Of course, now password matching doesn’t work anymore. I don’t have a formal education in cryptography or computer science so I wanted to ask if there’s a secure way to overcome this problem. Somebody I work with suggested a second password field using a loose hashing algorithm which intentionally has lots of collisions, but it seems to me that this would either lead to tons of false positives, or else reduce the search space too much to be secure. My idea was to stick with bcrypt, but store a second password hash which uses a per-site salt and an extremely high iteration count (say 10+ seconds to generate on modern hardware). That way users with the same password would have the same hash, but it couldn’t be easily deduced with a dictionary attack.
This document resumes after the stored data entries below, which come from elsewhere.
PR #504, opened 2018-06-07
WIP: Add GET_OID_GENTLY

ungps:


tree-walk.c
```diff
@@ -547,13 +562,25 @@ int get_tree_entry(const struct object_id *tree_oid, const char *name, struct ob
 		retval = -1;
 	} else {
 		struct tree_desc t;
-		init_tree_desc(&t, tree, size);
-		retval = find_tree_entry(&t, name, oid, mode);
+		if (gently) {
+			if (init_tree_desc_gently(&t, tree, size)) {
+				free(tree);
+				return -1;
```
tgummerer: I think it would be better to set `retval` to -1 here, and then `goto done`.  If at some point this function grows, and we allocate some more memory before here, when we make the change we would probably forget to free it.  Although I see we do things the same way in line 557-558, so maybe that's not a valid concern.

tree-walk.c
```diff
@@ -521,19 +528,27 @@ static int find_tree_entry(struct tree_desc *t, const char *name, struct object_
...
 			return 0;
 		}
-		return get_tree_entry(oid, name + entrylen, result, mode);
+		return get_tree_entry_gently(oid, name + entrylen, result, mode, gently);
 	}
 	return -1;
 }
 
-int get_tree_entry(const struct object_id *tree_oid, const char *name, struct object_id *oid, unsigned *mode)
+int get_tree_entry_gently(const struct object_id *tree_oid, const char *name, struct object_id *oid, unsigned *mode, int gently)
```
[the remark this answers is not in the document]
ungps: I guess that the best way would be to do as `Documentation/CodingGuidelines` states. In a future patch (since it is not related to `GET_OID_GENTLY`), I will fix the existing tiny mistakes regarding code styling.

I will edit this.

tree-walk.c
ungps: It makes sense. I am not sure what is git org opinion on using `goto` statements. In most cases, such a statement would make the code more unreadable; but I think in this case it would be good alternative and actually make the code future-proof.

sha1-name.c
```diff
@@ -1582,36 +1598,58 @@ static void diagnose_invalid_index_path(int stage,
...
 
+static const char *resolve_error = "dummy";
 
-static char *resolve_relative_path(const char *rel)
+static char *resolve_relative_path_gently(const char *rel, int gently)
 {
-	if (!starts_with(rel, "./") && !starts_with(rel, "../"))
+	if (!starts_with(rel, "./") && !starts_with(rel, "../")) {
 		return NULL;
+	}
```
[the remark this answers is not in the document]
ungps: Right. Old habits die hard.

sha1-name.c
```diff
@@ -802,8 +803,13 @@ static int get_oid_basic(const char *str, int len, struct object_id *oid,
...
 		}
-		if (read_ref_at(real_ref, flags, at_time, nth, oid, NULL,
-				&co_time, &co_tz, &co_cnt)) {
+
+		ret = read_ref_at(real_ref, flags, at_time, nth, oid, NULL,
+				&co_time, &co_tz, &co_cnt);
+		if (ret == -1) {
+			return -1;
+		}
+		if (ret) {
```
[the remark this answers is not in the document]
ungps: I guess it should be guarded against the die, just to be safe and make code more easy to be maintained.

tree-walk.c
tgummerer:
```
$ git grep goto | wc -l
1032
```
While there may be a few false positives in there, from a quick look it looks like mostly these are `goto` statements.  So I'd say it's fairly widespread, and I do feel like it would make sense to use it here.

dscho: It *is* fairly common to use `goto` in Git's source code to simplify resource management (`free`, `close`) in error code paths.

ungps:
I changed the name of the commits to be more alike to the format you suggested. I think that I should also squash `WIP: tree-walk: add two new gentle helpers` and `WIP: tree-walk: add one new gentle helper` int one commit.. What do you say?

About the rebase, I do not remember what I did (I bet it was something stupid), but now it's all good! :+1:

dscho:
> I changed the name of the commits to be more alike to the format you suggested.

Thanks!

> I think that I should also squash WIP: tree-walk: add two new gentle helpers and WIP: tree-walk: add one new gentle helper into one commit.. What do you say?

That sounds like a good idea.

> About the rebase, I do not remember what I did (I bet it was something stupid), but now it's all good! 👍

:-) I still surprise myself at times with entertaining rebase results...

BTW how about running this through `git rebase --autosquash`? By now, I think I forgot enough about this PR that I would like to start a fresh review from scratch, sound okay?

ungps:
Done!

ungps:
Done!

dscho:
The test failure looks like some connectivity issue on Travis' side ("No output has been received in the last 10m0s, this potentially indicates a stalled build or something wrong with the build itself.")

cache.h
```diff
@@ -1314,12 +1314,14 @@ struct object_context {
...
 #define GET_OID_RECORD_PATH     0200
 #define GET_OID_ONLY_TO_DIE    04000
+#define GET_OID_GENTLY		  010000
 
 #define GET_OID_DISAMBIGUATORS \
 	(GET_OID_COMMIT | GET_OID_COMMITTISH | \
 	GET_OID_TREE | GET_OID_TREEISH | \
 	GET_OID_BLOB)
 
+extern int get_oid_gently(const char *str, struct object_id *oid, int gently);
```
dscho: My instinctive reaction was that the `gently` is correct in the function name, but it would be `gentle` in the parameter name.

It seems that Git's source code agrees, by 6:3 votes (compare with `git grep -c ', int gentle'` vs `git grep -c ', int gently'`).

sha1-name.c
```diff
@@ -1460,10 +1468,16 @@ int strbuf_check_branch_ref(struct strbuf *sb, const char *name)
...
  * notably "xyz^" for "parent of xyz"
  */
-int get_oid(const char *name, struct object_id *oid)
+int get_oid_gently(const char *name, struct object_id *oid, int gently)
 {
 	struct object_context unused;
-	return get_oid_with_context(name, 0, oid, &unused);
+	if (gently)
+		gently = GET_OID_GENTLY;
+	return get_oid_with_context(name, gently, oid, &unused);
```
dscho: Or put it directly into the call:

```c
return get_oid_with_context(name, gently ? GET_OID_GENTLY : 0, oid, &unused);
```

(It a good practice to avoid changing parameters, in particular when you change their role (from a Boolean to a bitfield of flags, in this case)).

sha1-name.c
```diff
@@ -1513,24 +1527,29 @@ int get_oid_blob(const char *name, struct object_id *oid)
...
 		    filename, object_name_len, object_name);
+	}
 	if (is_missing_file_error(errno)) {
 		char *fullname = xstrfmt("%s%s", prefix, filename);
-
+		if (gently)
+			return -1;
 		if (!get_tree_entry(tree_oid, fullname, &oid, &mode)) {
 			die("Path '%s' exists, but not '%s'.\n"
 			    "Did you mean '%.*s:%s' aka '%.*s:./%s'?",
```
dscho: I wonder whether we need those error messages (as warnings in the gentle case). Maybe note this in the commit message as something we might want to consider to do differently?

sha1-name.c
```diff
@@ -1566,11 +1587,14 @@ static void diagnose_invalid_index_path(int stage,
...
 		ce = active_cache[pos];
 		if (ce_namelen(ce) == namelen &&
-		    !memcmp(ce->name, filename, namelen))
+		    !memcmp(ce->name, filename, namelen)) {
+			if (gently)
+				return -1;
 			die("Path '%s' is in the index, but not at stage %d.\n"
 			    "Did you mean ':%d:%s'?",
 			    filename, stage,
 			    ce_stage(ce), filename);
```
dscho: Likewise, this message seems pretty useful, also in the gentle case.

sha1-name.c
```diff
@@ -1582,31 +1606,52 @@ static void diagnose_invalid_index_path(int stage,
...
 		if (ce_namelen(ce) == fullname.len &&
-		    !memcmp(ce->name, fullname.buf, fullname.len))
+		    !memcmp(ce->name, fullname.buf, fullname.len)) {
+			if (gently)
+				return -1;
 			die("Path '%s' is in the index, but not '%s'.\n"
 			    "Did you mean ':%d:%s' aka ':%d:./%s'?",
 			    fullname.buf, filename,
 			    ce_stage(ce), fullname.buf,
 			    ce_stage(ce), filename);
```
dscho: And also here, I could imagine that the error message might need to be printed even when returning -1.

OTOH this might merit turning `gently` into `flags` so that it can be gentle and/or quiet. Dunno. What do you think, @ungps?

sha1-name.c
```diff
@@ -1582,36 +1598,58 @@ static void diagnose_invalid_index_path(int stage,
...
 {
-	if (!starts_with(rel, "./") && !starts_with(rel, "../"))
+	if (!starts_with(rel, "./") && !starts_with(rel, "../")) {
 		return NULL;
+	}
 
-	if (!is_inside_work_tree())
+	if (!is_inside_work_tree()) {
+		if (gently) {
+			return (char*) resolve_error;
```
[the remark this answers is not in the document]
dscho: The contract of this function is to return `NULL` if nothing was resolved. I think we should keep this behavior, and output the message instead.

sha1-name.c
dscho: Oh! I just saw that there is already a `GET_OID_QUIETLY`! So maybe we want to accept a parameter `flags` here, and also fix the issue where the `die()` prints something despite `flags & GET_OID_QUIETLY` possibly being non-zero.

I think I would do this, as a separate patch that I would insert before this one: add the `int flags` parameter and inserting `if (flags & GET_OID_QUIETLY) exit(128);` before the `die()` call.

sha1-name.c
```diff
@@ -1582,31 +1606,52 @@ static void diagnose_invalid_index_path(int stage,
...
+	}
 
 	strbuf_release(&fullname);
+	return 0;
 }
 
+static const char *resolve_error = "dummy";
 
-static char *resolve_relative_path(const char *rel)
+static char *resolve_relative_path_gently(const char *rel, int gently)
```
dscho: As you introduce the `, int gently` parameter, I think it is incorrect to rename the function to `*_gently()`: it is only gentle if that flag is set. So if it was up to me, I would simply keep the old function name. (And not even add the `gentle` parameter, but simply accept the `flags` unchanged, then test `flags & GET_OID_GENTLY`.)

sha1-name.c
```diff
@@ -1729,7 +1783,7 @@ static int get_oid_with_context_1(const char *name,
 					diagnose_invalid_oid_path(prefix,
 								   filename,
 								   &tree_oid,
-								   name, len);
+								   name, len, 0);
```
dscho: That's surprising. Why pass `0` even if the `flags` bitfield contains `GET_OID_GENTLY`?

sha1-name.c
```diff
@@ -1715,7 +1766,10 @@ static int get_oid_with_context_1(const char *name,
 			const char *filename = cp+1;
 			char *new_filename = NULL;
 
-			new_filename = resolve_relative_path(filename);
+			new_filename = resolve_relative_path_gently(filename,
+				flags & GET_OID_GENTLY);
+			if (new_filename == resolve_error)
```
dscho: Oh, I see!

And now I remember that I even suggested this strategy: use a bogus return value to indicate an error. Forget what I said earlier about returning a `NULL`. But we need to add a code comment here, as well as where we return that `(char *)resolve_error` to say that this return value is not intended to be used other than to test for an error.

tree-walk.c
```diff
@@ -501,7 +503,13 @@ static int find_tree_entry(struct tree_desc *t, const char *name, struct object_
...
 		oid = tree_entry_extract(t, &entry, mode);
 		entrylen = tree_entry_len(&t->entry);
-		update_tree_entry(t);
+
+		if (gently) {
+			if (update_tree_entry_gently(t))
+				return -1;
+		} else {
+			update_tree_entry(t);
+		}
```
dscho: Maybe invert the logic to make it easier to read?

```c
if (!gently)
    update_tree_entry(t);
else if (update_tree_entry_gently(t))
    return -1;
```

tree-walk.c
```diff
@@ -491,7 +491,9 @@ struct dir_state {
 	struct object_id oid;
 };
 
-static int find_tree_entry(struct tree_desc *t, const char *name, struct object_id *result, unsigned *mode)
+static int find_tree_entry_gently(struct tree_desc *t, const char *name,
```
dscho: Same comment as before: the parameter `gently` decides whether this function is gentle or not. So it would probably make more sense to *not* rename the function (this applies to all of the renamed functions in this patch).

tree-walk.c
```diff
@@ -521,19 +529,28 @@ static int find_tree_entry(struct tree_desc *t, const char *name, struct object_
...
-	tree = read_object_with_reference(tree_oid, tree_type, &size, &root);
+	if (gently) {
+		struct object_info oi = OBJECT_INFO_INIT;
+
+		if (oid_object_info_extended(the_repository, tree_oid, &oi, 0) < 0)
+			return -1;
+		tree = *oi.contentp;
+	} else {
+		tree = read_object_with_reference(tree_oid, tree_type, &size, &root);
+	}
```
dscho: A good rule to follow is to handle the easier code block first. This not only resembles natural human behavior 😄 but it also makes it easier to follow the logic for the occasional reader:

```c
if (!gently)
	tree = read_object_with_reference(tree_oid, tree_type, &size, &root);
else {
	struct object_info oi = OBJECT_INFO_INIT;

	if (oid_object_info_extended(the_repository, tree_oid, &oi, 0) < 0)
		return -1;
	tree = *oi.contentp;
}
```

tree-walk.c
```diff
@@ -547,13 +564,26 @@ int get_tree_entry(const struct object_id *tree_oid, const char *name, struct ob
...
-		init_tree_desc(&t, tree, size);
-		retval = find_tree_entry(&t, name, oid, mode);
+		if (gently) {
+			if (init_tree_desc_gently(&t, tree, size)) {
+				free(tree);
+				return -1;
+			}
+		} else {
+			init_tree_desc(&t, tree, size);
+		}
```
dscho: Here again, the simpler arm of the `if ... else` should come first.

tree-walk.c
```diff
@@ -547,13 +564,26 @@ int get_tree_entry(const struct object_id *tree_oid, const char *name, struct ob
...
+		retval = find_tree_entry_gently(&t, name, oid, mode, gently);
 	}
 	free(tree);
 	return retval;
 }
 
+int get_tree_entry(const struct object_id *tree_oid, const char *name,
```
dscho: I guess this function is used in too many places (23, if I counted correctly) to change the signature: You would have to add tons of `, 0`, making the patch harder to read. So I'd be okay with renaming `get_tree_entry()` (but I would suggest describing the reason in the commit message).

tree-walk.c
```diff
@@ -600,9 +630,20 @@ enum follow_symlinks_result get_tree_entry_follow_symlinks(struct object_id *tre
...
+				    &current_tree_oid, &oi, 0) < 0) {
+					retval = MISSING_OBJECT;
+					goto done;
+				}
+				tree = *oi.contentp;
+			} else {
+				tree = read_object_with_reference(&current_tree_oid,
+								  tree_type, &size,
+								  &root);
+			}
```
dscho: Once again: simpler conditional block first.

dscho: (I'll not repeat this for the rest of the file, it really applies to all if...else conditionals ;-))

tree-walk.c
```diff
@@ -752,6 +825,12 @@ enum follow_symlinks_result get_tree_entry_follow_symlinks(struct object_id *tre
 	return retval;
 }
 
+enum follow_symlinks_result get_tree_entry_follow_symlinks(struct object_id *tree_oid, const char *name, struct object_id *result, struct strbuf *result_path, unsigned *mode)
```
dscho: There are only three callers of this function, currently. I think we can change the signature to accept that `gentle` flag.

sha1-name.c
```diff
@@ -1773,12 +1773,12 @@ static int get_oid_with_context_1(const char *name,
 			if (new_filename)
```
dscho: commit subject: `make ... more gentle` (it's an adjective in this form, not an adverb).

sha1-name.c
```diff
@@ -1773,12 +1773,12 @@ static int get_oid_with_context_1(const char *name,
...
-				ret = get_tree_entry_follow_symlinks(&tree_oid,
+				ret = get_tree_entry_follow_symlinks_gently(&tree_oid,
 					filename, oid, &oc->symlink_path,
-					&oc->mode);
+					&oc->mode, flags & GET_OID_GENTLY);
 			} else {
-				ret = get_tree_entry(&tree_oid, filename, oid,
-						     &oc->mode);
+				ret = get_tree_entry_gently(&tree_oid, filename, oid,
+						     &oc->mode, flags & GET_OID_GENTLY);
```
dscho: It would make sense to invert the commit order, I guess, to make lower-level functions optionally gentle first, and only then use that in subsequent commits to make callers more gentle.

(I know, this is not the way it was developed, but it sounds more logical to me, as a reader of the patches.)

dscho:
@ungps I guess this is still an ongoing project, eh?

dscho:
@ungps ping?

ungps:
> @ungps ping?

Sorry for late reply; I was caught with exams and wasn't so active online. But yes, I hope I will resume the work in a week.

dscho:
> I hope I will resume the work in a week.

Excellent!

dscho:
@ungps ping?

ungps:
Hello.

It will take more time than I thought. I started an internship on 1st of July and my schedule is pretty messed up (mostly because of me, not of the internship). Also, I find this issue to be a little bit difficult to work on because it takes a lot time to explore the codebase (go a long way back in the caller graph, through all callees and understand what happens there). I need to find a big window of free time instead of trying to work "fragmented" because I lose the flow in between.

dscho:
Makes sense. So let's keep this PR open.

dscho:
@ungps are you still planning on working on this? Otherwise, I think it would be okay to simply close this PR.

ungps:
Hi @dscho .
For the moment I think it is better to just close it since I do not know exactly when I will find enough time. I hope that I will be able to work as soon as possible.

I’m just wondering if there’s an obvious problem with this, or if someone more knowledgeable than me has any suggestions for a better way to approach things? It seems to me like it would work, but I’ve learned that there can be a lot of hidden gotchas when it comes to security. 😛 Thanks!
Short Answer
Any algorithm that would allow you to detect whether or not 2 users had the same password would also allow an attacker to detect whether or not 2 users had the same password. This is, effectively, a precomputation attack. Therefore, your problem is not securely solvable.
Example
If I can apply your password transformation algorithm to "password" and quickly tell which users use "password" as their password, then the system is vulnerable to a form of precomputation attack.
If I must do an expensive calculation to determine the password for each individual user and work spent to calculate User A’s password does not make calculating User B’s password easier, then the system is secure (against these type of attacks).
Further Consideration
Your idea of using a per-site salt with bcrypt and a high iteration count may seem attractive at first, but it just can’t scale. Even at 10 seconds, that’s 6 password guesses per minute, 360 per hour, 8640 per day, or 3M per year (that’s a lot). And that’s just one machine. Throw a botnet of machines at that problem, or some GPU’s and suddenly that number goes through the roof. Just 300 machines/cores/GPU’s could knock out 2.5M guesses in a day.
Because you would be using the same salt for each one, you’re allowing the attacker to crack all of your user’s passwords at once. By sticking with a per-user salt only, the attacker can effectively only attempt to crack a single user’s password at a time.